Premature calls for political reconciliation miss the point. At times like this, we need to remember that Jesus himself was divisive: “I came to set men against their fathers, daughters against their mothers, daughters-in-law against their mothers-in-law” (Mt 10:35; Lk 12:53). Jesus was clear that those who follow him should expect strife. When they stand in tension, fidelity is prior to reconciliation—and even its necessary condition. Forgiveness, reconciliation, and healing are central to the Gospel, but they are corrupted when not coordinated with fidelity, justice, and truth. All of us must be willing to support reasonable compromises that advance useful public policies, but only within the bounds of what is consistent with universal human dignity. We must try to understand everyone, but not turn a blind eye to bigotry. We must will the good to offenders, but not reconcile with unrepentant racists. Instead, we must struggle against injustice and those who promote or countenance it. As John Paul II insisted, wrongdoing “must be acknowledged and as far as possible corrected … [because an] essential requirement for forgiveness and reconciliation is justice.” We are light years away from justice.

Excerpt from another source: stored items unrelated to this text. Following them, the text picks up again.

PR #698, opened 2022-03-08
Validate blueprint selectors

### LINKED ISSUE #692: Validate selectors in webhook so they don't break workloads and deliverables
Currently:
When a supply chain contains a Top Level Selector (Selector, SelectorMatchExpressions, SelectorMatchFields) and any of
them are invalid, then all workloads will stop matching, with a status of Unknown, until the supply chain is repaired.

Preferably:
If the selectors are invalid, then reject the template in a webhook.

Based on this comment from Scott:

> Can that be detected and rejected at admission time? That way it will never be a problem at run time. A value that can never be valid should be rejected via a validating webhook (or similar), while resources that could possibly become valid should be admitted.

_Originally posted by @scothis in https://github.com/vmware-tanzu/cartographer/discussions/686#discussioncomment-2290215_

emmjohnson:

closes #692 

## Release Note

## PR Checklist

### DIFF
--- a/pkg/apis/v1alpha1/common_validations.go
+++ b/pkg/apis/v1alpha1/common_validations.go
@@ -16,10 +16,11 @@ package v1alpha1
 
 import (
 	"fmt"
-	metav1 "k8s.io/apimachinery/pkg/apis/meta/v1"
-	"k8s.io/client-go/util/jsonpath"
 	"reflect"
 	"strings"
+
+	metav1 "k8s.io/apimachinery/pkg/apis/meta/v1"
+	"k8s.io/client-go/util/jsonpath"
 )
 
 func validateResourceOptions(options []TemplateOption, validPaths map[string]bool, validPrefixes []string) error {
--- a/pkg/apis/v1alpha1/common_validations.go
+++ b/pkg/apis/v1alpha1/common_validations.go
@@ -16,6 +16,7 @@ package v1alpha1
 
 import (
 	"fmt"
+	metav1 "k8s.io/apimachinery/pkg/apis/meta/v1"
 	"k8s.io/client-go/util/jsonpath"
 	"reflect"
 	"strings"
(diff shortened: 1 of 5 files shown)


pkg/apis/v1alpha1/common_validations.go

Non-violently resisting the actions of a morally dangerous president does not warrant treating his supporters unjustly. It is indefensible to bully those who voted for a bully. We must instead listen with compassion to his supporters to better understand their concerns and aspirations. St. Paul hit the right balance when he urged the Ephesians to “speak the truth in love” (4:15). None of us knows all truth and none of us loves with perfect purity of heart. We must all repent, exercise humility, and honestly admit our own blind spots. At the same time, we can neither ignore the grave threat of the “Trump movement” and his “alt-right” allies nor downplay the complicity of those who support them. Doing so is denial and moral evasion. This is the time for soul-searching repentance and prophetic honesty. Loyalty to Christ comes before loyalty to any other cause, including that of the “rulers of this age” (1 Cor 2:8).

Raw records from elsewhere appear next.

PR #700, opened 2022-03-08
Markdown linter

squeedee:
Lint markdown in the docs for consistency and editability.


emmjohnson (approved):

cirocosta (approved):
nice! do you think we should also cover other areas of the repo? e.g., README.md .. examples, etc? I think `./examples` is the one that could make the most use of it (aside from `./site`)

Reconciliation is the end—not the beginning—of a process that leads all parties into greater truth, justice, and solidarity. Karol Wojtyla did not reconcile with the Communists, Bonhoeffer did not reconcile with the Nazis, Romero did not reconcile with the Salvadoran oligarchy, and King did not reconcile with the KKK. Neither did they enter into dialogue with those who were brutalizing the marginalized. They spoke the truth to power, witnessed to God’s solidarity with the poor, defended human rights, insisted on justice, and called their opponents to conversion. We should expect to be called to do so if the incoming administration attempts to realize Trump’s worst instincts. Twentieth-century Christian prophets were able to do what they did because they participated in networks of solidarity—the Polish trade union movement, the German Confessing Church, Salvadoran base Christian communities, and Southern Baptist churches. We too need to cultivate such intentional communities of conscience.  

We must engage in honest dialogue with Trump supporters who explicitly denounce the cruel and open harassment of minorities that has followed his election. Every decent person must stand up against this horror. Patient and honest communication are important, but we have a prior responsibility to side with the marginalized at every step of the way. The very essence of mercy, Pope Francis explains, is “opening one’s heart to wretchedness.” We must accompany and advocate for the “wretched,” including immigrants, Muslims, and women who fear being treated “wretchedly” because of this election. Now is the time for justice, not reconciliation.

Stephen J. Pope is a professor of theological ethics at Boston College. He is the author of A Step Along the Way: Models of Christian Service (Orbis, 2015).